For direct browser access, set an explicit allowlist:

```bash
API_SERVER_CORS_ORIGINS=http://localhost:3000,http://127.0.0.1:3000
```

When CORS is enabled:
- **Preflight responses** include `Access-Control-Max-Age: 600` (10 minute cache)
- **SSE streaming responses** include CORS headers so browser EventSource clients work correctly
- **`Idempotency-Key`** is an allowed request header — clients can send it for deduplication (responses are cached by key for 5 minutes)

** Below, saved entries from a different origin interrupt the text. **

PR #6161, opened 2023-03-16
Add supports for AMD GPU

yaomingamd:
Fixes # .

### Description

Add supports for AMD GPU: 
~1. add docker file  "Dockerfile.amd " for creating docker image to  support AMD GPU. The file is based on "Dockerfile" for NVIDIA GPU~
2. In monai/_extensions/gmm/gmm_cuda.cu ,   replaces __shfl_down_sync and __shfl_xor_sync with __shfl_down and __shfl_xor when build for AMD GPU.

### Types of changes


wyli:
thanks for the PR, we don't currently have the ci/cd resources to verify/test the changes, is there any ci runners we can use to test and for future maintainence?

yaomingamd:
Thanks for the quick response. Currently we are considering  different options to run the ci/cd on AMD hardware.  We would like to discuss with you  at your convenience, so that we can setup ci to fit current ci pipeline of MONAI project better.

wyli:
> HI @wyli Would it be possible for us to setup a call to discuss how we can integrate this PR ? We would like to understand how we can help in setting up the CI/CD resources for validating the changes. Thank you.

sure @yaomingamd @japarada, let's have a call, please send your contact details to wenqil@nvidia.com I'll make a meeting time poll and invite colleagues.

ericspod:
As we discussed let's remove the Dockerfile from this PR for now since we'll refactor the existing file to allow for selection of image by variable which will let us choose AMD images. The changes otherwise are fine since they pass our tests and we'll have to assume for now our notional AMD tests will pass also. One thing that does have to be done is to sign your commits to get DCO to pass, clicking on details will explain how to do a remedial commit for that. Thanks!

monai/_extensions/gmm/gmm_cuda.cu
```diff
@@ -82,13 +82,19 @@ __global__ void CovarianceReductionKernel(
 
   for (int i = 0; i < MATRIX_COMPONENT_COUNT; i++) {
     float matrix_component = matrix[i];
-
+#ifdef __HIP_PLATFORM_AMD__
+    matrix_component += __shfl_down(matrix_component, 16);
```
ericspod, line 86: To reduce the amount of code, and remove near-duplication, perhaps defining macros for unsupported functions would make more sense, eg.

```cpp
#ifdef __HIP_PLATFORM_AMD__
  #define __SHFL_DOWN __shfl_down
  #define __SHFL_XOR __shfl_xor
#else
  #define __SHFL_DOWN __shfl_down_sync
  #define __SHFL_XOR __shfl_xor_sync
#endif
```
Wherever `__shfl_down_sync` or `__shfl_xor_sync` appears replace with this macro, the same can be done for the other unsupported functions. If support for these comes about in the future we can remove the macro.

yaomingamd: Thanks Eric for the suggestion! I will update and commit soon.

wyli (approved):
Thanks, it looks good to me, merging for more tests..

PR #6163, opened 2023-03-16
more efficient Dice metrics for large num_class

wyli:
- mostly from @myron's implementation
- remove `is_binary_tensor` checks, they are too expensive.
- remove the deprecated `compute_meandice` (use `compute_dice` instead)

### Types of changes

### DIFF
--- a/monai/metrics/meandice.py
+++ b/monai/metrics/meandice.py
@@ -73,7 +73,6 @@ class DiceMetric(CumulativeIterationMetric):
                 The values should be binarized.
 
         Raises:
-            ValueError: when `y` is not a binarized tensor.
             ValueError: when `y_pred` has less than three dimensions.
         """
         dims = y_pred.ndimension()
--- a/monai/metrics/meandice.py
+++ b/monai/metrics/meandice.py
@@ -28,13 +28,11 @@ class DiceMetric(CumulativeIterationMetric):
     It supports both multi-classes and multi-labels tasks.
     Input `y_pred` is compared with ground truth `y`.
     `y_pred` is expected to have binarized predictions and `y` can be single-channel class indices or in the
-    one-hot format.
-    The `include_background` parameter can be set to ``False`` to exclude
+    one-hot format. The `include_background` parameter can be set to ``False`` to exclude
     the first category (channel index 0) which is by convention assumed to be background. If the non-background
     segmentations are small compared to the total image size they can get overwhelmed by the signal from the
-    background.
-    `y_preds` and `y` can be a list of channel-first Tensor (CHW[D]) or a batch-first Tensor (BCHW[D]), `y` can
-    also be in the format of `B1HW[D]`.
+    background. `y_preds` and `y` can be a list of channel-first Tensor (CHW[D]) or a batch-first Tensor (BCHW[D]),
+    `y` can also be in the format of `B1HW[D]`.
 
     Example of the typical execution steps of this metric class follows :py:class:`monai.metrics.metric.Cumulative`.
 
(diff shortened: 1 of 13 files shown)


monai/metrics/meandice.py
```diff
@@ -114,45 +119,116 @@ def compute_dice(
...
+        reduction=MetricReduction.NONE,
+        get_not_nans=False,
+        softmax=False,
+        ignore_empty=ignore_empty,
+    )(y_pred=y_pred, y=y)
 
-    Raises:
-        ValueError: when `y_pred` and `y` have different shapes.
 
+class DiceHelper:
```
KumoLiu, line 142: I find the name "DiceHelper" a little wired. Why can't we just call it "ComputeDice"?
Feel free to ignore this comment. :)

monai/metrics/meandice.py
```diff
@@ -114,45 +119,116 @@ def compute_dice(
...
+        if y_o > 0:
+            return (2.0 * torch.sum(torch.masked_select(y, y_pred))) / (y_o + torch.sum(y_pred))
+        if self.ignore_empty:
+            return torch.tensor(float("nan"), device=y_o.device)
+        denorm = y_o + torch.sum(y_pred)
+        if denorm <= 0:
+            return torch.tensor(1.0, device=y_o.device)
+        return (2.0 * torch.sum(torch.masked_select(y, y_pred))) / denorm
+
+    def __call__(self, y_pred: torch.Tensor, y: torch.Tensor) -> torch.Tensor | tuple[torch.Tensor, torch.Tensor]:
```
KumoLiu, line 210: Missing doc-string here.

monai/metrics/meandice.py
wyli: this is from the original implementation, and when we chat about this implementation, I find "DiceHelper" makes it easy to understand what we are referring to

monai/metrics/meandice.py
```diff
@@ -66,29 +69,29 @@ def _compute_tensor(self, y_pred: torch.Tensor, y: torch.Tensor) -> torch.Tensor
...
-        is_binary_tensor(y, "y")
-
         dims = y_pred.ndimension()
         if dims < 3:
             raise ValueError(f"y_pred should have at least 3 dimensions (batch, channel, spatial), got {dims}.")
         # compute dice (BxC) for each channel for each batch
-        return compute_dice(
-            y_pred=y_pred, y=y, include_background=self.include_background, ignore_empty=self.ignore_empty
-        )
+        return DiceHelper(  # type: ignore
```
ericspod, line 82: I would always advise against instantiating a class just to call a method like this, it's like a poltergeist. This instance of `DiceHelper` should be a member value which is used here instead.

monai/metrics/meandice.py
```diff
@@ -114,45 +117,124 @@ def compute_dice(
...
+        reduction=MetricReduction.NONE,
+        get_not_nans=False,
+        softmax=False,
+        ignore_empty=ignore_empty,
+    )(y_pred=y_pred, y=y)
 
-    Raises:
-        ValueError: when `y_pred` and `y` have different shapes.
 
+class DiceHelper:
```
ericspod, line 140: What is the rationale behind putting the dice code into a class? This class doesn't really have much state, whatever is passed to its constructor could be arguments for the function like in the original version. The code using this class creates a new instance each time as well which doesn't let us reuse the object's state in future invocations of `__call__`.

wyli: useful for configuration based workflows to prepare instances cc @myron

myron:
Thank you for adding it, looks very good. 
One small comment here
https://github.com/Project-MONAI/MONAI/blob/dev/monai/metrics/meandice.py#L206-L208

if we reach the last "return" statement, it seems to be guaranteed to be 0, so we don't need to calculate it

PR #6170, opened 2023-03-18
Add transform to handle empty box as training data

### LINKED ISSUE #5990: ConvertBoxToStandardModed cannot handle empty boxes
**Describe the bug**
When input boxes are empty [], it got error since the boxes are supposed to have shape [N,4] or [N,6].

ValueError: Currently we support only boxes with shape [N,4] or [N,6], got boxes with shape torch.Size([1, 0])

**To Reproduce**
2. Install '....'
3. Run commands '....'

**Expected behavior**

**Screenshots**

**Environment**

```
```

**Additional context**

Can-Zhao:
Fixes #5990 .

### Description

Add transforms to convert empty box with shape (0,M) or (0,) into (0,4) or (0,6).
Provide format checking inside detector so users can know how to solve the format issue with empty box input.

### Types of changes


monai/apps/detection/transforms/dictionary.py
```diff
@@ -95,6 +99,50 @@
 DEFAULT_POST_FIX = PostFix.meta()
 
 
+class StandardizeEmptyBoxd(MapTransform, InvertibleTransform):
```
wyli, line 102: I'm not familiar with the use cases, is there a case that the user don't want to use this transform... maybe this transform should be enabled by default within some existing transforms, for example in  `MaskToBoxD`?

Can-Zhao: Good point. How about running it by default inside the detector?

wyli: sure, perhaps call the util in the detector https://github.com/Can-Zhao/MONAI/blob/c13895d021b0d5aa4caccc85f742a7dac4b1cc89/monai/data/box_utils.py#L519

Can-Zhao: I let the detector automatically correct the empty box shape and label data type, while print a warning message to let the users know what has been done. Shall we remove the array and dict transforms?

wyli (approved):

monai/apps/detection/transforms/dictionary.py
wyli: looks good to me!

Most documented frontends such as Open WebUI connect server-to-server and do not need CORS at all.

## Compatible Frontends

Any frontend that supports the OpenAI API format works. Tested/documented integrations:

| Frontend | Stars | Connection |
|----------|-------|------------|
| [Open WebUI](/docs/user-guide/messaging/open-webui) | 126k | Full guide available |
| LobeChat | 73k | Custom provider endpoint |
| LibreChat | 34k | Custom endpoint in librechat.yaml |
| AnythingLLM | 56k | Generic OpenAI provider |
| NextChat | 87k | BASE_URL env var |
| ChatBox | 39k | API Host setting |
| Jan | 26k | Remote model config |
| HF Chat-UI | 8k | OPENAI_BASE_URL |
| big-AGI | 7k | Custom endpoint |
| OpenAI Python SDK | — | `OpenAI(base_url="http://localhost:8642/v1")` |
| curl | — | Direct HTTP requests |

## Limitations

- **Response storage** — stored responses (for `previous_response_id`) are persisted in SQLite and survive gateway restarts. Max 100 stored responses (LRU eviction).
- **No file upload** — vision/document analysis via uploaded files is not yet supported through the API.
- **Model field is cosmetic** — the `model` field in requests is accepted but the actual LLM model used is configured server-side in config.yaml.